Read the data below. Every line holding the string "components" must be copied.
----
PR #2671, opened 2023-07-23
RSDK-3573 remove old navigation service backend, remove experimental flag from new version

raybjork:


biotinker (approved):
Love when a PR removes more lines than it adds

PR #2673, opened 2023-07-24
RSDK-3502: Review server and client tests, Change Features map wrapper to a structure.

martha-johnston:
This PR changes the motor `Features` map to a `Properties` struct, and updates all drivers and test accordingly. Additionally, the client and server tests are cleaned up and now use error variables rather than creating new errors within the tests


components/motor/client_test.go
```diff
@@ -171,31 +170,39 @@ func TestClient(t *testing.T) {
...
 		err = failingMotorClient.GoFor(context.Background(), 42.0, 42.0, nil)
 		test.That(t, err, test.ShouldNotBeNil)
+		test.That(t, err.Error(), test.ShouldContainSubstring, errGoForFailed.Error())
 
-		features, err := failingMotorClient.Properties(context.Background(), nil)
-		test.That(t, features, test.ShouldBeNil)
+		properties, err := failingMotorClient.Properties(context.Background(), nil)
+		test.That(t, properties.PositionReporting, test.ShouldBeFalse)
 		test.That(t, err, test.ShouldNotBeNil)
+		test.That(t, err.Error(), test.ShouldContainSubstring, errPropertiesNotFound.Error())
```
oliviamiller, line 195: are you able to use ShouldBeError here?

oliviamiller (approved):
lgtm!! just one question

components/motor/client_test.go
martha-johnston: I tried to but the tests were failing because the actual error contains a lot more into than the simple error I created. it seems like the best way to do it is compare the `error.Error()` strings

PR #2674, opened 2023-07-24
App 2049 icons

mrloureed:
Use latest Prime icon system

https://viam.atlassian.net/browse/APP-2049

### DIFF
--- a/web/frontend/src/components/arm/index.svelte
+++ b/web/frontend/src/components/arm/index.svelte
@@ -261,7 +261,8 @@ const armCopyJoints = () => {
   <v-button
     slot="header"
     variant="danger"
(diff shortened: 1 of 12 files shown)


web/frontend/src/components/arm/index.svelte
```diff
@@ -261,7 +261,8 @@ const armCopyJoints = () => {
   <v-button
     slot="header"
     variant="danger"
-    icon="stop-circle"
+    icon="stop-circle-outline"
+    class="fill-white"
```
mrloureed, line 265: Added a todo item to inherit color in Prime so class is not needed here.

micheal-parks (approved):

PR #2875, opened 2023-09-01
RSDK-3831 Fix locking to prevent infinite hang with analogs

biotinker:


components/board/pi/impl/board.go
```diff
@@ -164,20 +164,23 @@ func (pi *piPigpio) Reconfigure(
 	}
 
 	pi.mu.Lock()
-	defer pi.mu.Unlock()
 
 	if err := pi.reconfigureI2cs(ctx, cfg); err != nil {
+		pi.mu.Unlock()
```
----
**Result of the task:**
components/motor/client_test.go
components/motor/client_test.go
--- a/web/frontend/src/components/arm/index.svelte
+++ b/web/frontend/src/components/arm/index.svelte
web/frontend/src/components/arm/index.svelte
components/board/pi/impl/board.go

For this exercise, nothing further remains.